PVRUniSCoEditor cycle count misleading?

Hello,





I’m using PVRUniSCoEditor v1.4 to optimize one of my fragment shaders. The shader is pretty large, doing light calculations for multiple lights in a single shader, to save some setup cost. In total, it runs in 109 cycles, according to PVRUniSCoEditor. One section of the shader looks like this:





Code:

1     lowp float NdotL = clamp(dot(surface_normal, light_direction), 0.0, 1.0);
2     lowp float NdotR = clamp(dot(surface_normal, light_half_vect), 0.0, 1.0);
5     color = attenuation * vec4(light_color[0] * NdotL, sqrt(NdotR));



with all vectors being lowp. Re-arranging the code a bit, as follows:



Code:

1     lowp float NdotL = dot(surface_normal, light_direction);
1     lowp float NdotR = dot(surface_normal, light_half_vect);
4     color = attenuation * clamp(vec4(light_color[0] * NdotL, sqrt(NdotR)), 0.0, 1.0);



reduces the cycle count by 2 cycles. This code is repeated for each light, and the total cost of my shader drops to 99 cycles, a 9% improvement.

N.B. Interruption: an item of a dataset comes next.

PR #14550, opened 2016-10-30
[BUGFIX lts-2-8] Allow canceling items queued by `run.schedule`.

rwjblue:
All of the scheduling related `Ember.run.*` methods return the backburner timer cancelation token with the exception of `Ember.run.schedule`. (this includes `run.next`, `run.later`, `run.debounce`, `run.throttle`, and `run.scheduleOnce`).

However, when I actually execute this shader on my iPhone 3GS, it renders at one frame per second slower than before. I was hoping for, and expecting, an improvement in frame rate.



Is PVRUniSCoEditor tricking me here somehow? Is total cycle count not a valid way to estimate performance (of non-texture lookup operations)? Could Apple's version of compiler be doing a worse job compiling the shader, or perhaps a better job on the first version?



Thankful for replies.

PVRUniSCoEditor links into an offline SGX compiler (this can be configured in the editor program). This isn’t necessarily identical to the compiler that is on your device and so the output shader cycle counts from it can sometimes differ from those of the shader actually executing on the device.

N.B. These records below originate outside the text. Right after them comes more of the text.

PR #14554, opened 2016-10-30
[BUGFIX beta] Improve error for improper invocations of link-to.

nathanhammond:
Unfortunately, to get decent error messages, we need to do something like this. In some future state we should be able to use a "feature flag" which allows us to strip this without needing to call it twice.

``` javascript
if (isProdBuild()) {
  // Do the useful debug thing, probably including try/catch.
} else {
  // Do the performant thing.
}
```

### DIFF
--- a/packages/ember-glimmer/lib/components/link-to.js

Given the amount of calculation that you are carrying out , it seems reasonable that your application is limited by the processing of this shader and optimising in the way you have done is the obvious way to improve this.

It looks like Apple’s compiler is differing from the one we bundle with PVRUniSCoEditor in this case, as you suspect.

What is your reason for using so many lights?

Gordon, thanks for replying.





I’m working on a graphics engine to be used in a couple of upcoming projects, and I’m trying to get it as fast as possible. My test scene has four point lights, and each fragment is per-fragment shaded. This would represent the worst case rather than the common case scenario when the engine is actually used.





Also, many lights are pretty.





I suppose I’ll have to talk to Apple when it comes to questions regarding their compiler. Do you know if it is based on a reference compiler provided by you?

I can’t talk about details of Apple’s compiler I’m afraid. You would have to approach them.

Overall, the accuracy of the PVRUnSCoEditor output should be improved in our next releases, as it will reflect more of the context in which shader instructions are used. When compared to a device, unless it’s exactly the same compiler, then there will still be no way of guaranteeing that the shader binaries will match and so the instruction count output may still be different, though.

Four lights is still quite a lot, but if it’s worse case then you may be okay - I would suggest aiming for a lower instruction total if you can. If you can hit a high frame rate with many lights then it may well be pretty - I imagine fewer lights, but faster rendering may be prettier :wink:

We would be interested to hear about how your projects are progressing - and if you need any help with shader optimisation and technical support in general then please post further.

Definitely, I’m aiming for a stable 30 fps.





Thanks for your help. I’m sure I’ll call for your expertise again.